“Not everyone returns to baseline.”
I always share this first. Regardless of audience, it is important that people understand, you don’t always return.
“Sometimes, you have a new baseline. A new stasis you try to maintain.”
I stuck my thumb to my chest like I was explaining to a child. My therapist nodded.

 

This was a year later, after I spent two hours sobbing to an on-site psychiatrist at Penn Presbyterian. I remember waiting in the lobby, high and unsure on whether or not to tell them that or to ride that out, not knowing they would make me pee in a cup to test for pregnancy. Drugs. I am paranoid. The lights were bright and the EMT was like a giant angel, tall, blue eyed, kind. My shorts were too short to feel comfortable doing anything but eat cherries which is what I was doing when this started.


“911. What’s your emergency?”
“I swallowed a cherry pit and now I am choking.”

I always speak like that, flatly. Terse. Abrupt. I imagine announcing the death of every friend I have loved the same way: no affect, matter of fact, let’s solve this little grief puzzle.
“She was my best friend and now she is dead,” I will say.

I am now getting ready to see the psychiatrist.
“Usually, if you’re choking you can’t breathe or talk. Can you breathe? Are you breathing?”
I am breathing. Breathe. I am breath. My hair is on end. Goosebumps line my arm. I am now getting ready to see the psychiatrist.
“The ambulance is on it’s way already. Would you like to go to the hospital just in case? For your anxiety?”
I am sobbing into a telephone and I can feel something in my throat.
“Bolus,” they say. “Things get stuck right here,” and he mimes to his own throat, “but we can take you.”
I was scared of cyanide and a $2,000 ambulance bill plus everything.
“Name.”
“(Redacted).”
“Date of birth?”
“(Redacted).”
“Can I see the psychiatrist?
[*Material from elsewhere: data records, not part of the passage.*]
PR #336, opened 2025-02-12
feat: add in user/post counts index the unique tags field

tipogi:
### Chosen Decisions

1. Why `size([...])` (Pattern Comprehension) is more efficient than `OPTIONAL MATCH`?
- `OPTIONAL MATCH` performs multiple database scans. Each `OPTIONAL MATCH` executes a separate traversal for each relationship type (e.g., _TAGGED_, _REPLIED_, _REPOSTED_), leading to extra lookups and slower performance
- `size([...])` evaluates all patterns in a single scan. It counts relationships inline within a single query pass, reducing redundant graph traversals and making execution significantly faster and more efficient
- `size([...])` cannot count distinct values. If we need to count unique tag labels, we must use `OPTIONAL MATCH` and `COUNT(DISTINCT t.label)`

### Pre-submission Checklist


src/models/user/counts.rs
```diff
@@ -10,14 +11,18 @@ use super::UserStream;
 /// Represents total counts of relationships of a user.
 #[derive(Serialize, Deserialize, ToSchema, Debug, Default)]
 pub struct UserCounts {
+    // The number of tags assigned to other entities (e.g. user, posts)
     pub tags: u32,
+    // User received tags counts
+    pub tagged: u32,
+    // Distinct tags where the user was referenced
+    pub unique_tagged: u32,
```
SHAcollision, line 19: Yeah, now I get what you had in mind when you first asked about names!? I also think that for consistency across models (`PostCounts` and `UserCounts`) we could rename here these: `tagged` <-> `tags` (switch them here) and  `unique_tagged`  -> `unique_tags` .

This way the meaning will always be consistent across all of our models:
- `counts.tags` : tags received.
- `counts.unique_tags` : unique tags received.  
- `counts.tagged` will be only exist for `UserCounts` and stand for "tags the user has created" (for obvious reasons, posts don't create tags and don't need a `tagged` count).

SHAcollision (commented):
Maybe it could be valuable to add some test edge cases (e.g., the same tag added by the same user twice) to ensure the unique count logic is robust.

src/db/graph/queries/get.rs
```diff
@@ -35,24 +35,26 @@ pub fn get_post_by_id(author_id: &str, post_id: &str) -> Query {
...
+        MATCH (u:User {id: $author_id})-[:AUTHORED]->(p:Post {id: $post_id})
+        WITH p
+        OPTIONAL MATCH (p)<-[t:TAGGED]-()
+        WITH p, 
+            size([(p)<-[:TAGGED]-() | 1]) AS tags_count, 
+            COUNT(DISTINCT t.label) AS unique_tags_count, 
+            size([(p)<-[:REPLIED]-() | 1]) AS replies_count, 
+            size([(p)<-[:REPOSTED]-() | 1]) AS reposts_count, 
+            EXISTS { (p)-[:REPLIED]->(:Post) } AS is_reply
+        RETURN
```
amirRamirfatahi, line 48: So I had to have a deeper dive into this and the whole conversation around `size([...])` vs `OPTIONAL MATCH`.  
Thankfully I learned a lot as I hadn't dived deep into the inner workings of neo4j so far. 
 While using `size()` here is definitely speeding things up by removing redundant scans, the size() function materializes lists in memory, so it has a high memory usage. I believe a better version for this query would be something like this:
 ```
MATCH (u:User {id: $author_id})-[:AUTHORED]->(p:Post {id: $post_id})  
        WITH p  
OPTIONAL MATCH (p)<-[t:TAGGED]-()  
WITH p, COUNT { (p)<-[:TAGGED]-() } AS tags_count, COUNT(DISTINCT t.label) AS unique_tags_count  
RETURN p IS NOT NULL AS exists,  
       { tags: tags_count,  
         unique_tags: unique_tags_count,  
         replies: COUNT { (p)<-[:REPLIED]-() },  
         reposts: COUNT { (p)<-[:REPOSTED]-() }  
       } AS counts,  
       EXISTS { (p)-[:REPLIED]->(:Post) } AS is_reply
```

File: src/db/graph/queries/get.rs [hunk 3]
```diff
@@ -292,50 +294,39 @@ pub fn user_counts(user_id: &str) -> neo4rs::Query {
...
+
+        // Count relationships to posts
+        size([(u)-[:AUTHORED]->(:Post) | 1]) AS posts,
+        size([(u)-[:AUTHORED]->(:Post)-[:REPLIED]->(:Post) | 1]) AS replies,
+        size([(u)-[:BOOKMARKED]->(:Post) | 1]) AS bookmarks,
+
+        // Count user and post tagging
+        size([(u)-[:TAGGED]->(:User) | 1]) AS user_tags,
+        size([(u)-[:TAGGED]->(:Post) | 1]) AS post_tags,
+        size([(:User)-[:TAGGED]->(u) | 1]) AS tags
```
amirRamirfatahi, line 315: same argument left for post_counts applies here

amirRamirfatahi (commented):
I left a comment regarding the new queries.  
Moreover, while I know that we're processing new events sequentially, we should consider that this is a privilege lost in scale when we're forced to index new events in parallel. In that case, the solution here is not immune to race conditions. 
Using the sorted set for unique tags and getting their cardinality would not have this problem. While it might not be an immediate issue, we should aim to have these as little as possible. (Also maybe a good case to anchor a comment with like "Race condition prone" so in future when we move to parallel processing, we know where else needs fixing)

amirRamirfatahi (approved):

PR #345, opened 2025-02-20
chore: refactor global variables related with pubky

tipogi:
# Pre-submission Checklist


SHAcollision (approved):
This is OK to merge or not, as you prefer. I don't see this as much improvement. And I don't like we are loading from `.env` file outside of our `Config` struct.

I am having some trouble,” I gestured to the air,
“understanding reality.”
A woman sat with me first and let me cry. I regret what I said but more her inaction.
“Do you still want your throat checked?”
“No, I am not choking.”

No, I wasn’t. She smiled. Told me the psychiatrist would be with me and then a security guard sat down to watch me. The red bracelet. I was a walking red bracelet that had to be watched. Word problem #2 (pop quiz!)


A woman walks into the psych unit of a hospital off an ambulance ride in which she has dispatched 911 because she believed she was choking on a cherry pit which she claims is still stuck in her throat. Immediately upon entering the ambulance, she asks to see the psychiatrist because she can’t tell the difference between fantasy and reality. Do you check her throat?

Spoiler alert: they didn’t.
“Come in,” a young asian man says to me.
He is younger than me and I feel my resentment rising the way my clients did when they first met smiling, sunny, pleated-skirt, white and bubbly me.

 

“Have a seat,” he gestures to a stiff tan chair.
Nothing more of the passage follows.